The solutions identified in this study item should consider the following aspects:
• Impacts on the time for legacy and new UEs to gain access to service from the Node B
• Impacts on legacy and new terminals (e.g. power consumption, mobility)
Some initial indication of these aspects in relation to the proposed solutions should be provided.
Study on Network Energy Saving for E-UTRAN
The power efficiency in the infrastructure and terminal should be an essential part of the cost-related requirements in LTE-A. There is a strong need to investigate possible network energy saving mechanisms to reduce CO2 emission and OPEX of operators.
Although some solutions have been proposed and part of them have been agreed in Release-9, there has not been a large amount of attention on energy saving for E-UTRAN so far. Many potential solutions are not fully shown and discussed yet. Therefore, it is proposed to start an initial study phase to identify solutions, evaluate their gains and impacts on specifications.
The following use cases will be considered in this study item:
• Intra-eNB energy saving
• Inter-eNB energy saving
• Inter-RAT energy saving
Intra-eNB energy saving, in EUTRAN network, a single cell can operate in energy saving mode when the resource utilization is sufficiently low. In this case, the reduction of energy consumption will be mainly based on traffic monitoring with regard to QoS and coverage assurance.
A lot of work on Inter-eNB energy saving has already been done for both LTE and UTRA in Rel-9. This Study Item will investigate additional aspects (if any) on top of what was already agreed for R9.
Inter-RAT energy saving, in this use case, legacy networks, i.e. GERAN and UTRAN, provide radio coverage together with E-UTRAN. For example E-UTRAN Cell A is totally covered by UTRAN Cell B. Cell B is deployed to provide basic coverage of the voice or medium/low-speed data services in the area, while Cell A enhances the capability of the area to support high-speed data services. Then the energy saving procedure can be enabled based on the interaction of E-UTRAN and UTRAN system.
The objective of this study item is to identify potential solutions for energy saving in E-UTRAN and perform initial evaluation of the proposed solutions, so that a subset of them can be used as the basis for further investigation and standardization.
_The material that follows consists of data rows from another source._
PR #69, opened 2021-07-05
namespace interfaces with underscore

### LINKED ISSUE #44: Reconsider alertmanager interface name
`alertmanager` is not a general relation name, it is more the `interface` of the relation. We need to find a more general name and use it as standard name for relations like "we push alerts".

sed-i:
Resolves #44

### DIFF
--- a/metadata.yaml
+++ b/metadata.yaml
@@ -33,7 +33,7 @@ requires:
     grafana-source:
         interface: grafana_datasource
     alertmanager:
-        interface: alertmanager
+        interface: alertmanager_dispatch
 storage:
   database:
     type: filesystem


metadata.yaml
```diff
@@ -33,7 +33,7 @@ requires:
     grafana-source:
         interface: grafana_datasource
     alertmanager:
-        interface: alertmanager
+        interface: alertmanager_dispatch
```
balbirthomas, line 36: It will be very helpful if you can add a commit message with the rationale underlying this choice of name.

balbirthomas (approved):

metadata.yaml
sed-i: You mean in addition to the discussion in the linked issue #44?

balbirthomas: If you prefer you can just link to the issue. But a few lines copied and pasted  from there would also be be nice if you think git commit history is a valuable resource for future developers.

sed-i: Done:
https://github.com/canonical/alertmanager-operator/pull/14/commits/29514ca066294ef62cfcb5b28f58240a6d3fecf6

mmanciop (approved):

mmanciop (approved):

rbarry82 (approved):

PR #70, opened 2021-07-07
Remove spurious quotes when relations are broken

rbarry82:
There is no key named "rel_id", and this will always result in a KeyError. Remove the quotes so lookups work as expected


balbirthomas (dismissed):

Energy saving solutions identified in this study item should be justified by valid scenario(s), and based on cell/network load situation. Impacts on legacy and new terminals when introducing an energy saving solution should be carefully considered. The scope of the study item shall be as follows:
• User accessibility should be guaranteed when a cell transfers to energy saving mode
• Backward compatibility shall be ensured and the ability to provide energy saving for Rel-10 network deployment that serves a number of legacy UEs should be considered
• Solutions shall not impact the Uu physical layer
• The solutions should not impact negatively the UE power consumption
RAN2 will focus on the Intra-eNB energy saving, while RAN3 will work on Inter-RAT energy saving and potential additional Inter-eNB energy saving technology.
Study on Solutions for GSM/EDGE BTS Energy Saving
There has not been a large amount of focus on energy-saving in GSM/EDGE networks so far in 3GPP, although some solutions have been agreed in previous Releases, notably MCBTS. Therefore it is proposed to start an initial study phase to identify solutions and perform any initial evaluation, such that a subset of these proposals can be used as the basis for further investigation of their feasibility.
The objective is to study potential solutions to enable energy saving within the BTS (including MCBTS and MSR), and evaluate each proposed solutions in detail. These potential solutions shall focus on the following specific aspects
• Reduction of Power on the BCCH carrier (potentially enabling dynamic adjustment of BCCH power)
• Reduction of power on DL common control channels
• Reduction of power on DL channels in dedicated mode, DTM and packet transfer mode
• Deactivation of cells (e.g. Cell Power Down and Cell DTX like concepts as discussed in RAN)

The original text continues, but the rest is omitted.